Dataset Block Start
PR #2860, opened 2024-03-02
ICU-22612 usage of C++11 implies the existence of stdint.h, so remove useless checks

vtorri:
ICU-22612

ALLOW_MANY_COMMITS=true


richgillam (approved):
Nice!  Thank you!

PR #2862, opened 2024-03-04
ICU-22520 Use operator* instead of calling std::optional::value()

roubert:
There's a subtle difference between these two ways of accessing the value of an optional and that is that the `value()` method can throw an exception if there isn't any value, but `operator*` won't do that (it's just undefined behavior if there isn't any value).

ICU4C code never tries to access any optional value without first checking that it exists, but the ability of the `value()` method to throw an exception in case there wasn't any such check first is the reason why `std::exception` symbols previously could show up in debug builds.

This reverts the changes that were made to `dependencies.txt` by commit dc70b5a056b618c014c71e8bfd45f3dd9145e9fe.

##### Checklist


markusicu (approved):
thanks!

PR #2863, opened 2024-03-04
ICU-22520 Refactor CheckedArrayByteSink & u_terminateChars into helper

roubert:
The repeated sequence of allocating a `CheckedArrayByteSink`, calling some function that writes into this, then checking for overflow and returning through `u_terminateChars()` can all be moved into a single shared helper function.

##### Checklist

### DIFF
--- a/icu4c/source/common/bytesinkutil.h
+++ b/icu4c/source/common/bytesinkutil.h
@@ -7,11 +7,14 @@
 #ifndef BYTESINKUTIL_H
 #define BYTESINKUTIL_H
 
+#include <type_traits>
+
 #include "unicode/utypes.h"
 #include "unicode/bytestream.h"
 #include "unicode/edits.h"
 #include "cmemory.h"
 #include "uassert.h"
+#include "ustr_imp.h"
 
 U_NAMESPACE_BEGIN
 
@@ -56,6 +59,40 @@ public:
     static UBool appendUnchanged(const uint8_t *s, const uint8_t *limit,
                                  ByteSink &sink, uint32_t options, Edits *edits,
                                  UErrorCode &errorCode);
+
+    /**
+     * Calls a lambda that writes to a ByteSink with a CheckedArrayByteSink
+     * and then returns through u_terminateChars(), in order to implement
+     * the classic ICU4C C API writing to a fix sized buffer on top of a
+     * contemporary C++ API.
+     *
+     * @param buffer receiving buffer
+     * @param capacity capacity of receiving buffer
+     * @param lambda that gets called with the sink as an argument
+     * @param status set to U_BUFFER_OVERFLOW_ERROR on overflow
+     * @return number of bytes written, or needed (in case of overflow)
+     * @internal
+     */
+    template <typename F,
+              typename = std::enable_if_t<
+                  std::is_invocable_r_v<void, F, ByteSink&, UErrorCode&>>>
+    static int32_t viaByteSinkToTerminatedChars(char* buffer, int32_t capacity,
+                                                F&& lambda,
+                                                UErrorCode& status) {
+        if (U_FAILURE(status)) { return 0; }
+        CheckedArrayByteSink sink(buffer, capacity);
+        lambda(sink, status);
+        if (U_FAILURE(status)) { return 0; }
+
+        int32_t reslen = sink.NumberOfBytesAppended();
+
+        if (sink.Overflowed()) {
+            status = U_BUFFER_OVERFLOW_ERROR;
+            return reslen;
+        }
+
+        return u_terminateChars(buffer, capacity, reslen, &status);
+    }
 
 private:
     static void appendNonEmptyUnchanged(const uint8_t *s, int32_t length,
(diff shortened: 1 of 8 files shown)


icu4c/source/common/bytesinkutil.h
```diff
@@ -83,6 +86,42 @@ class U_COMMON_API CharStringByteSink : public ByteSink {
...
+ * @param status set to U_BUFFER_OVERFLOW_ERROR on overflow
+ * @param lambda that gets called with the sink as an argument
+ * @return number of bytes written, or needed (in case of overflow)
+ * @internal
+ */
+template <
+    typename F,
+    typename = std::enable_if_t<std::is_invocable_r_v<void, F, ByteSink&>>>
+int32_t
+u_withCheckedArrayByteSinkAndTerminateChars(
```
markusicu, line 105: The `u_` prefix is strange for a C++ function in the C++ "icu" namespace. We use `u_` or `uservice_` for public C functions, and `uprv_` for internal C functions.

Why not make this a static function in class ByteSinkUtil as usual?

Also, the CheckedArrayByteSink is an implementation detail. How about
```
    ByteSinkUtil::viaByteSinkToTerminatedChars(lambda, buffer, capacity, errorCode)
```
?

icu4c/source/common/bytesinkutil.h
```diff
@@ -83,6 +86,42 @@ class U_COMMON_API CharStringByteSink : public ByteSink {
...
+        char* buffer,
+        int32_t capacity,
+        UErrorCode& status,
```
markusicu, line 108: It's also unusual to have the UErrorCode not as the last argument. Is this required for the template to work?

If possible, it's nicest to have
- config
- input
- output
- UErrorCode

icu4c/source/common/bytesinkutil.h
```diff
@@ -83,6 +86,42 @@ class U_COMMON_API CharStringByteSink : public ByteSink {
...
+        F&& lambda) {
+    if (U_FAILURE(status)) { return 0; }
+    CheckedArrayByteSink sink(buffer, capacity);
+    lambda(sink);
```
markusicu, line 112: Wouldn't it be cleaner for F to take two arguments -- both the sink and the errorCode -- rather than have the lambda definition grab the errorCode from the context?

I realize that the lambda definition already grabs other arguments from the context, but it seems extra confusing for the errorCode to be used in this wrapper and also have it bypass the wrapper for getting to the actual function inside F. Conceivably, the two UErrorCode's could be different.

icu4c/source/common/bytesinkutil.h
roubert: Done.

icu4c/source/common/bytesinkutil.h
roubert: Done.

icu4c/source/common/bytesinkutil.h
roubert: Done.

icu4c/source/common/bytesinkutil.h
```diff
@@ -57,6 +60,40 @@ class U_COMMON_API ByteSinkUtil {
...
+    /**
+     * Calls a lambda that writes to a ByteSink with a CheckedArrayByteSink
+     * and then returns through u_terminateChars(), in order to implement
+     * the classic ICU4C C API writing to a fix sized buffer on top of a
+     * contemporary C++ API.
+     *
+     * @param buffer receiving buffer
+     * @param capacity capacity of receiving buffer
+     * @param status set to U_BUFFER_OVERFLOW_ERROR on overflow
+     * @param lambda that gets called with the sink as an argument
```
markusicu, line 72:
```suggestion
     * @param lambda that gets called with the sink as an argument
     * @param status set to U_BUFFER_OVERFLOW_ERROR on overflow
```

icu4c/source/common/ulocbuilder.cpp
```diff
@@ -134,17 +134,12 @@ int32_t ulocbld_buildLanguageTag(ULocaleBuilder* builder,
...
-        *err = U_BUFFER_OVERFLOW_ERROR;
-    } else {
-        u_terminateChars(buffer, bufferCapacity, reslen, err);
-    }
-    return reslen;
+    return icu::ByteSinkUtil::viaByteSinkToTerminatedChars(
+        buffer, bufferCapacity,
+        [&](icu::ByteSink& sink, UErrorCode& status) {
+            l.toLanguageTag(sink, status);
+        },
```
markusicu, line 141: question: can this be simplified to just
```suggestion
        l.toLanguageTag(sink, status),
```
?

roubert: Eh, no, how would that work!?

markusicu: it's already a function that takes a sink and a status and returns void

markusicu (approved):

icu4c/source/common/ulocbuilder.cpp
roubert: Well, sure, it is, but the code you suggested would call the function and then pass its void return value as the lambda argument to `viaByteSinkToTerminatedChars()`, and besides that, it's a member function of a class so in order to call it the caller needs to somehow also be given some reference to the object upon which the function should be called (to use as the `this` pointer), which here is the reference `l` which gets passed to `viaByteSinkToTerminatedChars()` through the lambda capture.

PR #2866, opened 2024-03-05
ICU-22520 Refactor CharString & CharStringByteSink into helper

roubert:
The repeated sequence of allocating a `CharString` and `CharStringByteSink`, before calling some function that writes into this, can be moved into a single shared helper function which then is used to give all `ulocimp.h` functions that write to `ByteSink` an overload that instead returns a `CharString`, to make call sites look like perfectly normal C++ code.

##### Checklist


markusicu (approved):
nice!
Dataset Block End
Exercise requirements: Count how many lines in the entries contain "exception", then state that number alone.

Exercise response: 2